The third and newest co-investment platform, launched by the company in December 2021, is Growthpoint’s Student Accommodation REIT. It has raised R1.4 billion in equity, including Growthpoint’s co-investment of R240 million, and continues to attract substantial investor interest. It is opening three new university student residences of close to a combined R1 billion for SA’s 2023 university academic year, building on its trusted range of student accommodation designed to enhance students’ university experience and academic success.
Its 2023 portfolio includes 7 200 beds in 10 residences across three cities and is valued at some R3 billion. Peak Studios (UCT), Brooklyn Studios ( University of Pretoria) and Apex Studios (Wits) will house 2 200 students in brand-new accommodation.
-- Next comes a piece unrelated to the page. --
Issue #782, opened 2018-05-16
Finalize legacy app removal


madprime:
Items left undone in legacy project conversions:

- [ ] Remove original data files for apps that received and processed raw data uploads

The REIT recently branded its platform as Thrive Student Living by Growthpoint, which encompasses both its student accommodation and its supportive student programme. ‘Thrive Student Living offers a new perspective on learning and living, devoted to academic success, personal growth, safety and community – creating environments where students can thrive,’ says Muchanya. ‘It is committed to supporting tomorrow’s leaders to reach their full potential.’ The REIT provides accommodation that is not only purposely designed for student life but also purpose-managed for a more successful and supportive university experience. In addition to the new properties, the portfolio includes Burnett Studios, Hatfield Studios, Festival Studios, Varsity Studios, Kingsway Studios, Richmond Studios and Central Studios.

All elements of the student experience are considered, from the welcoming, upmarket physical accommodation infrastructure to social and environmental factors such as communal space, on-site amenities, and safety and security. They also offer 24/7 support from student-life managers; provide a bridge between the academic faculty and the student’s home base; and have a year-round calendar of programmes and events. Different Thrive Student Living options are suited to a wide range of private and NSFAS students.
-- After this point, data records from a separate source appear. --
PR #1011, opened 2019-03-20
Enable retrieving AWS access logs

jhdulaney:
## Description
Retrieves AWS log files from the log file bucket and populates a new database model, AWSDataFileAccessLog with the log entries.

This is meant to be run as a cron job; the more often it gets run, the lighter the load would be.  I suggest every ten minutes.

This change adds the AWSDataFileAccessLog model as a distinct model from NewDataFileAccessLog because, while the former logs access on Amazon's end, the latter logs access from Open Humans end, and these can be distinct (though related) events.  Wherever possible, the relation between the two is recorded, though it is not necessarily guaranteed that such a relation will exist.

The data from the log files is parsed out and used to populate the database.  Wherever possible, conversion to the correct datatypes is performed (eg, int and datetime objects).  Population of the individual fields is done as per the ordering documented by Amazon [0].  The documentation states that the log format may be extended, but implies that the current ordering would be kept the same.

Once a log file has been retrieved and parsed, it gets deleted from the bucket.

There are two things that this change does not do that should be discussed.

The first is enabling file access keys for all files on open humans, rather than just those privately shared.  This was not done previously due to worries over performance.  However, the performance bottleneck has been resolved via pagination of API endpoints, so this is no longer a consideration.

The second is rotating logs.  Provision is made for this via the 'created' field in the model.  This could be achieved via:
```AWSDataFileAccessLog.objects.filter(created__lte=X_DAYS).delete()``` or similar, run as a daily cron job.  This was not implemented because I would like to discuss whether or not we actually want to do this.

I note that if it is decided to implement either of these two changes, it would be a rather quick job and could be the subject of separate changes.

One final note is that, due to the changes to the NewDataFileAccessLog model, a one off migration command will be necessary, and then a new change to remove the existing data_file_key field, which will no longer be needed.

[0]  https://docs.aws.amazon.com/AmazonS3/latest/dev/LogFormat.html

## Related Issue
N/A, discussed during meeting.

## Testing
Created a dev log bucket
Tested against empty log bucket
Ran against full log bucket, ensured that database was correctly populated.

### CODE REVIEW

File: open_humans/management/commands/vacuum_log_bucket.py [hunk 1]
```diff
@@ -0,0 +1,99 @@
...
+        self.stdout.write("Retreiving file access logs")
+        s3 = boto3.resource("s3")
+        bucket = s3.Bucket(settings.LOG_BUCKET)
+        for item in bucket.objects.all():
+            log_objects = item.get()["Body"].read().decode("utf-8").split("\n")
+            for log_entry in log_objects:
+                if not log_entry:
+                    continue
+                log = []
+                start_chars = ['"', "["]
```
madprime: It seems unlikely that you should need to write a new "quote-protected split" yourself. I googled `quote-protected split python` and found this?

https://stackoverflow.com/questions/79968/split-a-string-by-spaces-preserving-quoted-substrings-in-python

open_humans/management/commands/vacuum_log_bucket.py
```diff
@@ -0,0 +1,99 @@
...
+                            tmp_index = len(log)
+                    if (not tmp_index) or (tmp_index == len(log)):
+                        log.append(string)
+                        continue
+                    log[tmp_index] = "{0} {1}".format(log[tmp_index], string)
+                    if string[-1] in end_chars:
+                        tmp_index = 0
+
+                aws_log_entry = AWSDataFileAccessLog()
+                aws_log_entry.bucket_owner = log[0]
```
madprime: This set of code could be redone?
1. an array ['bucket_owner', 'bucket', ...]
2. for loop over range(len(array))
3. setattr(aws_log_entry, array[i], log[i])

data_import/views.py
```diff
@@ -26,27 +25,22 @@ def get_and_log(self, request, key_object=None):
...
+            access_log.project_id = key_object.project_id
+            access_log.access_token = key_object.access_token
+            access_log.key_creation_ip_address = key_object.ip_address
+            access_log.key_created = key_object.created
+            access_log.key = key_object.key
+            url = "{0}&x-oh-key={1}".format(
+                self.data_file.file_url_as_attachment, key_object.key
+            )
+        else:
+            url = self.data_file.file_url_as_attachment
```
madprime: I'm noticing that we don't log access events by the user themselves. (Is that correct?) I think ... maybe we should be doing that, for a variety of reasons? Evidence/records if a "leak" occurs because of unauthorized access to a user's account. What do you think?

open_humans/management/commands/vacuum_log_bucket.py
jhdulaney: Ahhh, your Google-foo is better than mine!

data_import/views.py
jhdulaney: Yeah, that's why I was thinking about enabling key access across the board.

open_humans/management/commands/vacuum_log_bucket.py
```diff
@@ -0,0 +1,82 @@
...
+        self.stdout.write("Retreiving file access logs")
+        s3 = boto3.resource("s3")
+        bucket = s3.Bucket(settings.LOG_BUCKET)
+        for item in bucket.objects.all():
+            log_objects = item.get()["Body"].read().decode("utf-8").split("\n")
+            for log_entry in log_objects:
+                if not log_entry:
+                    continue
+                parser = ZeroOrMore(
+                    Regex(r"\[[^]]*\]") | Regex(r'"[^"]*"') | Regex(r"[^ ]+")
```
madprime: Why use a regex here instead of `shlex` (which was described in the stackoverflow link I shared before)?

```
>>> import shlex
>>> teststr = 'this is a "string of words" that has some "in quotes" together'
>>> shlex.split(teststr)
['this', 'is', 'a', 'string of words', 'that', 'has', 'some', 'in quotes', 'together']
```

open_humans/management/commands/vacuum_log_bucket.py
```diff
@@ -0,0 +1,82 @@
...
+                )
+                log = list(parser.parseString(log_entry))
+
+                aws_log_entry = AWSDataFileAccessLog()
+                skip_fields = ["id", "created", "data_file", "oh_data_file_access_log"]
+                fields = [
+                    field
+                    for field in aws_log_entry._meta.get_fields()
```
madprime: I'm concerned that this is putting a lot of trust in the ordering of get_fields remaining the same, I don't think that's a good idea.

open_humans/management/commands/vacuum_log_bucket.py
```diff
@@ -0,0 +1,82 @@
...
+                oh_key = parse_qs(parsed_url.query).get("x-oh-key", [""])[0]
+                if oh_key == "None":
+                    oh_key = None
+                if oh_key:
+                    oh_data_file_access_logs = NewDataFileAccessLog.objects.filter(
+                        key=oh_key
+                    )
+                    aws_log_entry.oh_data_file_access_log.set(oh_data_file_access_logs)
+
+            # item.delete()
```
madprime: ?

open_humans/settings.py
```diff
@@ -416,6 +416,8 @@ def to_bool(env, default="false"):
 AWS_SECRET_ACCESS_KEY = os.getenv("AWS_SECRET_ACCESS_KEY")
 AWS_STORAGE_BUCKET_NAME = os.getenv("AWS_S3_STORAGE_BUCKET_NAME")
 AWS_DEFAULT_ACL = None  # This will become default in django-storages 2.0
+LOG_BUCKET = os.getenv("LOG_BUCKET")
+AWS_LOG_KEY_BLACKLIST = ["favicon.ico"]
```
madprime: Why is this in settings.py?

open_humans/management/commands/vacuum_log_bucket.py
jhdulaney: I tried to get shlex to do [] as quotes, but it kept barfing on me.  This solution comes from here:
https://stackoverflow.com/questions/27303977/split-string-at-double-quotes-and-box-brackets

With shlex, I kept getting "ValueError: No closing quotation"

Pulling from the shlex documentation at [0]:

shlex.quotes    Characters that will be considered string quotes. The token accumulates until the same quote is encountered again (thus, different quote types protect each other as in the shell.) By default, includes ASCII single and double quotes.

Looking at the code of shlex (/usr/lib64/python3.x/shlex.py for me), it is not written to handle brackets-as-quotes.  So, in order to properly handle the datetime object, I had to find another solution.

I did consider just doing a log_entry.replace("[", '"').replace("]", '"'), but that seemed inelegant?  If you think doing that and using shlex is a better way, we can do that.


[0]  https://docs.python.org/3/library/shlex.html

open_humans/management/commands/vacuum_log_bucket.py
jhdulaney: oh, meant to uncomment that, oops.

open_humans/management/commands/vacuum_log_bucket.py
jhdulaney: That's a fair point.

open_humans/settings.py
jhdulaney: Which one?  LOG_BUCKET?  AWS_LOG_KEY_BLACKLIST?  Both?

madprime: The latter -- if it's not defined by an environment variable, and only used once in the code, I think it's clearer to define something like that it in the file that's using it (e.g. at the top)?

(I don't know if we've had a consistent approach on this, but this was my thinking when seeing it here.)

jhdulaney: Roger that, I'll move it to the module.

open_humans/management/commands/vacuum_log_bucket.py
madprime: Oops, I see, I think I'd missed that brackets were in this as well. Thanks for the clarification!

And regex's are annoying, so it's great to document that a regex came from there (rather than you creating it from scratch) -- among other things, it means one can observe if anyone else complains it's flawed, etc etc. :) Maybe you could add a comment referencing the stackoverflow?

open_humans/management/commands/vacuum_log_bucket.py
```diff
@@ -0,0 +1,112 @@
...
+
+                # Split out the key from the url
+                parsed_url = urlparse(url)
+                # parse_qs returns a dict with lists as values
+                oh_key = parse_qs(parsed_url.query).get("x-oh-key", [""])[0]
+                if oh_key == "None":
+                    oh_key = None
+                if oh_key:
+                    oh_data_file_access_logs = NewDataFileAccessLog.objects.filter(
+                        key=oh_key
```
madprime: per slack conversation, it seems like this was the reason to shift away from JSONFIELD... maybe try sticking with JSONField, I think filtering is still possible?
https://stackoverflow.com/questions/36389871/django-jsonfield-filtering

data_import/views.py
```diff
@@ -26,8 +25,11 @@ def get_and_log(self, request, key_object=None):
         """
         user = request.user if request.user.is_authenticated else None
 
-        if key_object:
-            key = {
+        access_log = NewDataFileAccessLog(
+            user=user, ip_address=get_ip(request), data_file=self.data_file
+        )
+        access_log.data_file_key = json.dumps(
```
madprime: Is this storing a string rather than a dict in the JSONField?

data_import/views.py
```diff
@@ -36,17 +38,14 @@ def get_and_log(self, request, key_object=None):
...
-            data_file=self.data_file,
-            data_file_key=json.dumps(key),
         )
-        access_log.save()
 
-        return HttpResponseRedirect(self.data_file.file_url_as_attachment)
+        aws_url = self.data_file.file_url_as_attachment
+        access_log.aws_url = aws_url
+
+        url = "{0}&x-oh-key={1}".format(aws_url, key_object.key)
```
madprime: This is minor but, if this is what's returned, should it also be what's stored in the `aws_url` as well?

data_import/views.py
jhdulaney: Oh!
Let me double check that.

Thrive Student Living environments are also the natural choice for corporate bursary programmes invested in the positive educational outcomes of their bursary recipients. They are managed to the high standards of Growthpoint, which is active in initiatives across the entire education value chain as part of its transformative corporate social responsibility. It is recognised for its green building leadership, creating healthy, sustainable environments and operating with a social consciousness that adds value to communities. Fashioning vibrant campus communities aligns with Growthpoint’s ESG goals.

As it’s expected to achieve significant growth towards a national tertiary education footprint with prime, tailor-made new developments for which there is a great demand, its positive impacts go beyond education and ultimately boost job opportunities, municipal revenues and communities. The Growthpoint Student Accommodation REIT is not only opening new doors for students but has also opened up a new opportunity for investors – specifically impact investors – to access the defensive, alternative student accommodation asset class with strong fundamentals and proven resilience.